For a reporting system you want an ad-hoc query language, fast in-database
aggregation, and joins.

The GAE datastore has none of the three, and MongoDB lacks joins. These are
not fatal flaws - the GAE datastore has other advantages like infinite
scalability, built-in synchronous geographic replication, failover, zero
maintenance, etc. But for analytics, we replicate a subset of data to
Postgres. It's still cheaper to have developers write occasional replication
code than to hire a DBA to maintain the database, and I never have to worry
that an ill-conceived sql statement will create an incident. I've come to the
conclusion that using the GAE datastore as primary datastore and replicating
to specialized databases is a pretty good architecture for systems that
require reliability and low-maintenance.

MongoDB's aggregation framework is really painful because the query language
is weird and very low-level - you have to do most query planning yourself.
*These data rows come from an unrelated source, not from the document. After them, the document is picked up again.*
PR #4429, opened 2015-11-16
Dispatch a change event only if the value changes

### LINKED ISSUE #4427: Don't trigger the event "change:resolution" on max/min zoom
#### Settings
I have listening the event `change:resolution` on an `ol.View` and also set the limits of zoom (`minZoom and maxZoom`).

#### Problem
When i zoom-out or zoom-in on the map until reach the limit, the event is triggered even if the zoom isn't changed

I made this example (https://jsfiddle.net/he1m2t00/) to show you the problem.

---

_If you want more descriptive issue or i'm wrong just tell me_

fredj:
Fixes #4427

### DIFF
--- a/test/spec/ol/object.test.js
+++ b/test/spec/ol/object.test.js
@@ -168,6 +168,13 @@ describe('ol.Object', function() {
       expect(event.key).to.be('k');
     });
 
+    it('dispatches events only if the value is different', function() {
+      o.set('k', 1);
+      o.set('k', 1);
+      expect(listener1.calledOnce).to.be(true);
+      expect(listener2.calledOnce).to.be(true);
+    });
+
   });
 
   describe('setter', function() {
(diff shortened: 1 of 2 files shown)


ahocevar:
Thanks @fredj. Please merge when Travis is happy.

fredj:
A event will still be dispatched for different objects with the same value.
This is because the strict not equal operator is used:
```javascript
> [0, 1, 2] !== [0, 1, 2]
true
> {key: '42'} !== {key: '42'}
true
```

test/spec/ol/object.test.js
```diff
@@ -168,6 +168,13 @@ describe('ol.Object', function() {
       expect(event.key).to.be('k');
     });
 
+    it('dispatches events only if the value is not different', function() {
```
jonataswalker: Shouldn't be *only if the value **is** different*?

fredj: fixed, thanks

tschaub:
Looks good to merge.

PR #4433, opened 2015-11-17
Remove unused local variables

fredj:
Found with the `lintChecks` closure-compiler option


bartvde:
LGTM thanks for cleaning up ;-)

Issue #4438, opened 2015-11-17
crossOrigin valid type


fredj:
[`crossOrigin`](https://github.com/openlayers/ol3/blob/v3.11.1/externs/olx.js#L3975)  type may be `null`, `string` or `undefined`; what's the reason to accept `null`?

ahocevar:
As far as I remember, the reason was to allow to unset  crossOrigin for sources where the default is 'anonymous', e.g. ol.source.OSM.

bartvde:
@fredj is this still relevant after the merge of #4439 ?

fredj:
There's no difference between having `crossOrigin` `null` or `undefined`.
We can keep the externs as it.
(thanks for the reminder @bartvde)

PR #4439, opened 2015-11-17
Allow '' for crossOrigin (as Anonymous alias)

ahocevar:
This fixes a regression introduced by the goog.isDef removal.

From the HTML 5 spec: "The empty string is also a valid keyword, and maps to the Anonymous state"


fredj:
LGTM, thanks

ahocevar:
@fredj I needed to chance this pull request to check for `!== null` instead of `!== undefined`. Please have another look.

fredj:
You're right, it's `null` instead of `undefined`

fredj:
See also #4438

Issue #4441, opened 2015-11-17
Earthquake clusters example broken since v3.11.0


dtreiter:
The earthquake cluster example has an issue when hovering over a cluster.

## Expected behavior
Should display the features which are part of the cluster.

## Actual behavior
Rapidly blinks between showing the individual features and showing the cluster when the mouse is moving through a cluster's circle.

Verified in Chrome and Firefox.

## To reproduce
Go the earthquake cluster example and mouse over a cluster:
[Earthquake Example](http://openlayers.org/en/v3.11.1/examples/earthquake-clusters.html?q=cluster)

Note that this seems to be working prior to v3.11.0. For example, v3.10.1 is fine.
[v3.10.1 Example](http://openlayers.org/en/v3.10.1/examples/earthquake-clusters.html?q=cluster)

ahocevar:
Thanks for the great bug report. This looks like a regression, and i already have an idea what might be causing it. I'll investigate more after getting some sleep.

ahocevar:
I am working on this right now.

PR #4448, opened 2015-11-18
Check ol.source.UrlTile#urls property for null value

### LINKED ISSUE #4446: Cannot create ol.source.TileWMS with only tileLoadFunction in version 3.11.1
I just upgraded to version 3.11.1 from 3.10.1.
Unfortunately I cannot create ol.source.TileWMS without 'url' or 'urls' parameter in options.
The error comes from this method:
ol.source.TileWMS.prototype.resetCoordKeyPrefix_
It tries to iterate over 'this.urls' array which is actually null.
Previously this method iterated on 'this.urls_' and it worked fine.

fredj:
Fixes #4446

### DIFF
--- a/src/ol/source/tilearcgisrestsource.js
+++ b/src/ol/source/tilearcgisrestsource.js
@@ -91,7 +91,7 @@ ol.source.TileArcGISRest.prototype.getRequestUrl_ =
         pixelRatio, projection, params) {
 
   var urls = this.urls;
-  if (urls.length === 0) {
+  if (!urls) {
     return undefined;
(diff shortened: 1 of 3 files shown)


ahocevar:
Very nice fix, thanks @fredj. Please merge.

bartvde:
do we need a 3.11.2 release?

ahocevar:
If so, then we should wait until I have a fix for #4441.

tschaub:
I'll cherry pick these fixes for 3.11.2.

PR #4450, opened 2015-11-18
Fix select interaction regression caused by #4391

### LINKED ISSUE #4441: Earthquake clusters example broken since v3.11.0

ahocevar:
The select interaction determines selection candidate features by using `ol.Map#forEachFeatureAtPixel`. It uses an internal unmanaged layer that selected features are added to, and adds selected features to the skippedFeatures hash on the map. Before the change made with this pull request, a selected feature was immediately removed from the selection as soon as it was added to the unmanaged layer, because the unmanaged layer was ignored in forEachFeatureAtPixel (`null` as layer arg and `if (layer && filter())`). Now already selected features remain in the selection, because a `null` layer is accpted in the forEachFeatureAtPixel handler (`if (!layer || filter())`).

Fixes #4441.

### DIFF
--- a/src/ol/interaction/selectinteraction.js
+++ b/src/ol/interaction/selectinteraction.js
@@ -283,7 +283,7 @@ ol.interaction.Select.handleEvent = function(mapBrowserEvent) {
          * @param {ol.layer.Layer} layer Layer.
          */
         function(feature, layer) {
-          if (layer && this.filter_(feature, layer)) {
+          if (!layer || this.filter_(feature, layer)) {
             selected.push(feature);
             this.addFeatureLayerAssociation_(feature, layer);
             return !this.multi_;
--- a/test/spec/ol/interaction/selectinteraction.test.js
+++ b/test/spec/ol/interaction/selectinteraction.test.js
@@ -179,7 +179,7 @@ describe('ol.interaction.Select', function() {
         unmanaged.setMap(map);
         map.renderSync();
         simulateEvent(ol.MapBrowserEvent.EventType.SINGLECLICK, 10, -20);
-        expect(spy.firstCall.args[0]).to.not.equal(feature);
+        expect(spy.getCalls().length).to.be(0);
         unmanaged.setMap(null);
       });
     });


tschaub:
@ahocevar can you provide a bit of a description and summary of the situation.  The diff alone is a bit mysterious, and the link to #4391 leads to another ticket without a description.  It would be great to get a bit of a knowledge dump on some of these tickets.

Thanks for the work getting to the bottom of this.

ahocevar:
@tschaub I updated the descriptions of both tickets. I hope it is clearer now - I'm a bit slow typing today, so I didn't get too verbose.

tschaub:
Thanks for the explanation @ahocevar.  This is very helpful.

Please merge.

tohu12:
@ahocevar, I use two "ol.interaction.Select" for two vector layers with different style for hover.
When you move with pointer to one Feature, show two different symbol from both interaction, because every interaction work with both unmanaged layer. 

Example http://jsfiddle.net/tohu/Lh76thmz/2/

What is right solution ? With v3.11.1 http://jsfiddle.net/tohu/Lh76thmz/1/ is alright, but now no.
Thanks

ahocevar:
The behavior you are seeing now is the same as in 3.10.1, but you're right that it should be considered a (separate) bug.

ahocevar:
@tohu12 I created #4471 to track this separate issue.

Issue #4431, opened 2015-11-16
Side-by-side example broken


tschaub:
On first load, not all tiles are rendered on all maps in the [side-by-side example](http://openlayers.org/en/master/examples/side-by-side.html)

![image](https://cloud.githubusercontent.com/assets/41094/11194628/573daaba-8c6a-11e5-9d8a-4cad1b993281.png)

fredj:
b57cdb730c5b57450a2f9adcca44038994181165 is the first bad commit

See #3895

fredj:
fixed with #4536

PR #4452, opened 2015-11-18
Call the change callback when a non idle tile is removed from the queue

fredj:
This PR fixes the side-by-side example (#4431), the regression was introduced in #3895

### DIFF
--- a/src/ol/tilequeue.js
+++ b/src/ol/tilequeue.js
@@ -100,6 +100,8 @@ ol.TileQueue.prototype.loadMoreTiles = function(maxTotalLoading, maxNewLoads) {
       tile.load();
       ++this.tilesLoading_;
       ++newLoads;
+    } else {
+      this.tileChangeCallback_();
     }
   }
 };


tschaub:
@fredj thanks for digging into this.  Do you understand how a tile in the queue becomes non-idle without the change callback being called?  It would be easier to understand if we only called the "change" callback in a change listener.

fredj:
probably because an other map loaded it

tschaub:
This suggests we should register a listener when a tile is added to the queue - not only when `loadMoreTiles` is called.

fredj:
Calling `this.tileChangeCallback_()` tells the other map that it must `this.Map#render` because a tile is loaded. I don't know if this change is enough

fredj:
This change fixes the side by side example but
b7e

marcjansen:
😆

bartvde:
LOL I feel like this very often ;-)

tschaub:
Let's make sure we get a solid fix in here.  Calling the change callback when there is no change feels like it will come back to haunt us.  I think the root of the issue is that we are not listening for change until too late.

fredj:
> This suggests we should register a listener when a tile is added to the queue - not only when `loadMoreTiles` is called.

Yes, good suggestion

fredj:
See https://github.com/openlayers/ol3/compare/master...fredj:tilequeue_listen_in_enqueue for a better solution

bartvde:
@fredj can you PR the better solution? And maybe close this one?

fredj:
@bartvde now in #4536

PR #4457, opened 2015-11-19
Add color option to ol.style.Icon

alexbrault:
This PR adds a color option to tint an ol.style.Icon.

See https://groups.google.com/forum/#!topic/ol3-dev/vPK4ygQHaqo

### DIFF
--- a/examples/icon.js
+++ b/examples/icon.js
@@ -2,7 +2,6 @@ goog.require('ol.Feature');
 goog.require('ol.Map');
 goog.require('ol.Overlay');
 goog.require('ol.View');
-goog.require('ol.color');
 goog.require('ol.geom.Point');
 goog.require('ol.layer.Tile');
 goog.require('ol.layer.Vector');
@@ -24,7 +23,7 @@ var iconStyle = new ol.style.Style({
     anchor: [0.5, 46],
     anchorXUnits: 'fraction',
     anchorYUnits: 'pixels',
-    color: ol.color.asArray('#8959A8'),
+    color: '#8959A8',
     opacity: 0.75,
     src: 'data/icon.png'
   }))
--- a/examples/icon.js
+++ b/examples/icon.js
@@ -2,6 +2,7 @@ goog.require('ol.Feature');
 goog.require('ol.Map');
 goog.require('ol.Overlay');
 goog.require('ol.View');
+goog.require('ol.color');
 goog.require('ol.geom.Point');
 goog.require('ol.layer.Tile');
 goog.require('ol.layer.Vector');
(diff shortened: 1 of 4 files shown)


alexbrault:
@ahocevar, I ended up multiplying pixel values instead of replacing white with the colour because the latter left undesired artifacts in the majority of cases (e.g. anything with antialiasing)

ahocevar:
Thanks for this pull request @alexbrault. Great enhancement! I'll review it within the next few days.

src/ol/style/iconstyle.js
```diff
@@ -492,6 +516,7 @@ ol.style.IconImage_.prototype.handleImageLoad_ = function() {
   this.imageState_ = ol.style.ImageState.LOADED;
   this.size_ = [this.image_.width, this.image_.height];
   this.unlistenImage_();
+  this.replaceColor_();
```
gberaudo: Applying the color will only work if the image is not tainted.
It should be moved after `determineTainting()`.

src/ol/style/iconstyle.js
```diff
@@ -576,6 +601,38 @@ ol.style.IconImage_.prototype.load = function() {
 
 
 /**
+ * @private
+ */
+ol.style.IconImage_.prototype.replaceColor_ = function() {
+  if (this.color_ === null) {
```
gberaudo: Should also return if `this.tainting_` is `true`.
See https://github.com/openlayers/ol3/pull/4457/files#r45316100

externs/olx.js
```diff
@@ -6004,6 +6004,7 @@ olx.style.FillOptions.prototype.color;
  *     anchorOrigin: (ol.style.IconOrigin|undefined),
  *     anchorXUnits: (ol.style.IconAnchorUnits|undefined),
  *     anchorYUnits: (ol.style.IconAnchorUnits|undefined),
+ *     color: (ol.Color|undefined),
```
ahocevar: Would be nice to also accept a `string` here.

alexbrault: I forget what my reasoning for omitting this was, but yes, it should

ahocevar:
This looks great @alexbrault. It looks like we do not have a [CLA](http://github.com/openlayers/cla) on file from you yet. Can you please submit one so we merge this?

examples/icon.js
```diff
@@ -23,6 +23,7 @@ var iconStyle = new ol.style.Style({
     anchor: [0.5, 46],
     anchorXUnits: 'fraction',
     anchorYUnits: 'pixels',
+    color: '#8959A8',
```
tschaub: I think it would be nicer to have a dedicated example that shows what this option should be used for.  We have a bad tendency to continue modifying examples that started out simple until they become overly complex.  And I think this particular example looked nicer before the `color` option was added (same goes for `opacity`).

image

alexbrault: Good point. I'll submit a PR to fork the example

PR #4472, opened 2015-11-22
Do not ignore layer filter for unmanaged layers

### LINKED ISSUE #2940: Select interaction ignores layer filter for feature overlays

### LINKED ISSUE #4471: Select interaction applies its select style to other select interactions
From https://github.com/openlayers/ol3/pull/4450#issuecomment-158753886:

I use two "ol.interaction.Select" for two vector layers with different style for hover.
When you move with pointer to one Feature, show two different symbol from both interaction, because every interaction work with both unmanaged layer.

Example http://jsfiddle.net/tohu/Lh76thmz/2/

What is right solution ? With v3.11.1 http://jsfiddle.net/tohu/Lh76thmz/1/ is alright, but now no.
Thanks

ahocevar:
PR #3883 made `forEachFeatureAtPixel` ignore unmanaged layers. This commit reverts that change.

This is an updated version of #4143.

Now that we return `null` as layer in the `ol.Map#forEachFeartureAtPixel` callback, we can pass unmanaged layers to the layer filter again, without the side effects that I feared when I reviewed #4143.

Fixes #4471.
Fixes #2940.

### DIFF
--- a/changelog/upgrade-notes.md
+++ b/changelog/upgrade-notes.md
@@ -1,5 +1,18 @@
 ## Upgrade notes
 
+### v3.12.0
+
+#### `ol.Map#forEachFeatureAtPixel` changes
+
+The optional `layerFilter` function is now also called for unmanaged layers. To get the same behaviour as before, wrap your layer filter code in an if block like this:
+```js
+function layerFilter(layer) {
+  if (map.getLayers().getArray().indexOf(layer) !== -1) {
+    // existing layer filter code
+  }
+}
+```
+
 ### v3.11.0
 
 #### `ol.format.KML` changes
--- a/src/ol/interaction/selectinteraction.js
+++ b/src/ol/interaction/selectinteraction.js
@@ -283,7 +283,7 @@ ol.interaction.Select.handleEvent = function(mapBrowserEvent) {
          * @param {ol.layer.Layer} layer Layer.
          */
         function(feature, layer) {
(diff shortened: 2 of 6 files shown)


ahocevar:
Sorry @tschaub, too many numbers again. But I feel like the select interaction and unmanaged layers mess is finally untangled now.

pgiraud:
+1

PR #4474, opened 2015-11-23
Remove use of goog.dom.createElement and goog.dom.createTextNode

fredj:
See [`goog.dom.createElement`](https://github.com/google/closure-library/blob/master/closure/goog/dom/dom.js#L804-L811) and [`goog.dom.createTextNode`](https://github.com/google/closure-library/blob/master/closure/goog/dom/dom.js#L814-L821) implementation.


marcjansen:
Looks good to me, @fredj. Please merge if the checks pass.

fredj:
Thanks for the review

PR #4475, opened 2015-11-23
Fix up failing tests in Internet Explorer

bartvde:
A lot of test cases currently fail in Internet Explorer.

This is a WIP on fixing them. Will update the description once I'm done.


ahocevar:
Are you also testing the examples manually to see if there is something in the library that needs to be fixed? Do you want me to help? I think we should fully support IE10+.

bartvde:
Not as yet @ahocevar but that might make sense to do as well after I finish up the unit tests.
Have we discarded IE9 as supported? I thought we still supported IE9?

bartvde:
do you remember what was the case with ```ol.source.Raster``` and IE? IIRC this is unsupported / can't be made to work in IE?

bartvde:
on second runs strange things happen, like pixelworks error for ol.source.TileJSON, maybe due to test cleanup?

screen shot 2015-11-23 at 11 04 44

bartvde:
if I take out the ```ol.source.Raster``` test spec, all is fine now on all runs, so something is going on there or with pixelworks ext

bartvde:
```ol.format.MVT``` uses ArrayBuffer so needs IE10+

**Comment by bartvde** [comment]
This seems to be the culprit test case:

```
    itNoPhantom('gets called before operations are run', function(done) {

      var count = 0;
      raster.setOperation(function(inputs) {
        ++count;
        return inputs[0];
      });

      raster.on('beforeoperations', function(event) {
        expect(count).to.equal(0);
        expect(!!event).to.be(true);
        expect(event.extent).to.be.an('array');
        expect(event.resolution).to.be.a('number');
        expect(event.data).to.be.an('object');
        done();
      });

      var view = map.getView();
      view.setCenter([0, 0]);
      view.setZoom(0);

    });
```

**Comment by ahocevar** [comment]
I'm looking into the raster issue now.

File: test/spec/ol/format/esrijsonformat.test.js [hunk 1]
```diff
@@ -304,15 +304,15 @@ describe('ol.format.EsriJSON', function() {
               -10579560.16462974, 4716567.373073828]))
             .to.be(true);
 
-        var last = result[305];
+        var last = result[8];
```
ahocevar: Now `last` is not a good name any more. `feature`?

bartvde: It's still the last feature, I just made the file smaller because it was very slow parsing in IE

ahocevar: Ah ok. You didn't push the data change.

bartvde: I did, it's here: test/spec/ol/format/esrijson/ksfields.json just on top of this

ahocevar: Oh sorry, you did. It's just collapsed in the diff.

bartvde:
The example template has a minor issue in IE11, the select combo option only shows up on hover, not by default. Seems to be caused by color: inherit from the bootstrap css.

screen shot 2015-11-23 at 17 34 48
screen shot 2015-11-23 at 17 34 43
screen shot 2015-11-23 at 17 34 32

bartvde:
Also the logo is stretched in IE, and I think we saw this before?

screen shot 2015-11-23 at 17 37 23

tschaub:
The raster source uses the `ImageData` constructor.  I'd suggest not running the raster tests in IE for now.  A workaround for the lack of an `ImageData` constructor in IE could go in the pixelworks lib.

bartvde:
@ahocevar your fix worked perfectly, and is in line with what @tschaub said. I applied the same fix for ol.format.MVT and IE9.

bartvde:
All tests now pass in IE9, IE10 and IE11

ahocevar:
Some commit messages do not comply with the rules, you may want to split them into title and description. Looks good otherwise.

PR #4189, opened 2015-09-29
Replace goog.nullFunction with ol.nullFunction

marcjansen:
Please review.

See #4128

PR #4477, opened 2015-11-23
Replace goog.nullFunction with ol.nullFunction

fredj:
See also #4189


marcjansen:
Looks good to me, @fredj. Please merge.

PR #4479, opened 2015-11-23
Export ol.interaction.Interaction#getMap function

### LINKED ISSUE #4169: ol.interaction.Interaction getMap()
It seems that the ol-debug.js version comes with the getMap() function available on ol.interaction.Interaction class, however that function is missing from the release version ol.js, and a call to that function will result in error.
  Is this a bug or am I missing something ?

fredj:
Fixes #4169


bartvde:
LGTM

PR #4484, opened 2015-11-24
Remove use of goog.dom.createDom

fredj:
Remove use of `goog.dom.createDom` when the function is only used to create an element and set its CSS class


ahocevar:
Thanks, looks good to me!

fredj:
More tests added

PR #4485, opened 2015-11-24
Use appendChild instead of goog.dom.append

fredj:


ahocevar:
+1, please merge.

fredj:
Thanks for the review

sbowler:
I just so happened to try to a new build and this change is causing issues with us creating a new overlay.

`Failed to execute 'appendChild' on 'Node': parameter 1 is not of type 'Node'`

I'm guess the map may not have been added to the dom yet as its early on in the page load. goog.dom was probably doing some better error checking or handling. You may want to revert this.

fredj:
@sbowler I can not reproduce this issue; can you please give a short code snippet of your map and overlay creation?

I've tested with:
```javascript
var map = new ol.Map({
  layers: [
    new ol.layer.Tile({
    })
  ],
  view: new ol.View({
    center: [0, 0],
    zoom: 2
  })
});
var overlay = new ol.Overlay({});
overlay.setMap(map);
```

sbowler:
Sorry for the delay getting back. Please see https://github.com/openlayers/ol3/pull/4492 for the explanation of what happened.

PR #4487, opened 2015-11-24
Remove fallback css color

fredj:
All of out supported browsers supports CSS3 color: http://caniuse.com/#feat=css3-colors


bartvde:
LGTM

PR #4492, opened 2015-11-24
Revert "Use appendChild instead of goog.dom.append"

fredj:
Reverts openlayers/ol3#4485

Needs more work ...

### DIFF
--- a/src/ol/overlay.js
+++ b/src/ol/overlay.js
@@ -260,7 +260,7 @@ ol.Overlay.prototype.handleElementChanged = function() {
   goog.dom.removeChildren(this.element_);
   var element = this.getElement();
   if (element) {
-    this.element_.appendChild(element);
+    goog.dom.append(/** @type {!Node} */ (this.element_), element);
   }
 };
 
@@ -285,7 +285,7 @@ ol.Overlay.prototype.handleMapChanged = function() {
       goog.dom.insertChildAt(/** @type {!Element} */ (
           container), this.element_, 0);
     } else {
-      container.appendChild(this.element_);
+      goog.dom.append(/** @type {!Node} */ (container), this.element_);
     }
   }
 };


ahocevar:
Ok, what was the problem? Please revert if you feel you need to.

fredj:
Comment from @sbowler:
I just so happened to try to a new build and this change is causing issues with us creating a new overlay.

`Failed to execute 'appendChild' on 'Node': parameter 1 is not of type 'Node'`

I'm guess the map may not have been added to the dom yet as its early on in the page load. goog.dom was probably doing some better error checking or handling. You may want to revert this.

alexbrault:
`goog.dom.appendChild` doesn't do any verification. It calls `append` on its first argument with the second as its parameter. If there is an issue with the appendChild's parameters, it's shouldn't come from calling it directly

See https://google.github.io/closure-library/api/source/closure/goog/dom/dom.js.src.html#l1052

fredj:
Thanks for the clarification @alexbrault

fredj:
Can't reproduce the issue reported by @sbowler, closing

oobrien:
This is causing problems with jQuery - regression from 3.11.2 to 3.12. 

var overlay = new ol.Overlay({
	  element: $('#popup')
	});

Uncaught TypeError: Failed to execute 'appendChild' on 'Node': parameter 1 is not of type 'Node'.(…)

(since 3.12)

...but no error

var overlay = new ol.Overlay({
	  element: document.getElementById('overlay')
	});

oobrien:
OK - easy workaround for this one - get the underlying DOM element: .get(0) - I guess  goog.dom.append was doing this for me quietly and appendChild doesn't.

fredj:
`$('#popup')` returns an array of element, `ol.Overlay` expects a single element

sbowler:
Sorry for the delay. I figured out exactly what the problem is. Before you used to be able to pass in a JQuery element, but that is no longer the case since ```appendChild``` is not a valid function for a JQuery element (at least not for version 2.1.3 that I'm using)

My old code was 
```
new ol.Overlay({
     element: angular.element("<div class='circle-container'></div>"),
     stopEvent: false
 })
```

It kind of ugly to have to do the ```.get(0)``` to get the real HTML element, but I guess it's up to you guys if you want to put in some checks to handle a JQuery element and perhaps use the ```.append()``` function.

vlsg:
I am having the same issue as sbowler except that I have a lot of code relying on the element being passed in as a jQuery DOM element, not an HTML element, so if I try to replace with .get(0), none of my css-type properties or on-events will work.  Is there any chance this code could be updated to work with either a jQuery element ~or~ an HTML element so that it does not break existing, working implementations of ol?

probins:
the docs do state clearly that the element option should be an 'Element'. It was only by chance that your code worked with `goog.dom.append`.

vlsg:
Shux, I was hoping it could work either way, but I guess I just have some refactoring to do.  Thank you for your quick response.

alexbrault:
Ultimately, OL3 will need to use raw Elements internally. While it _could_ detect that you passed it a jQuery object, when you ask for it back, it would give you the raw Element (barring some extensive and quite unnecessary bookkeeping and possibly an additional dependency on jQuery).

Ultimately, the simple solution if you want to use jQuery elements in your own code is to use `.get(0)` when handing an element to OpenLayers (and only then), and to wrap the result of OpenLayers's `get*Element` in `$()` to convert them to jQuery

And
without joins you hit the limits of the kinds of questions you can ask the
system very quickly.

FWIW, my guess was 10k lines of code.

------
unwind
Very interesting reading, as almost always from CJ.

I was impressed by the precision in the data, i.e. being able to tell exactly
how many lines of code deal with "fraud detection". Perhaps there's a
"frauddetection.py" file, but then there has to be someone importing it and
using it, and those lines are harder to count, I'd expect. But perhaps the
integrations are small enough to deal with manually.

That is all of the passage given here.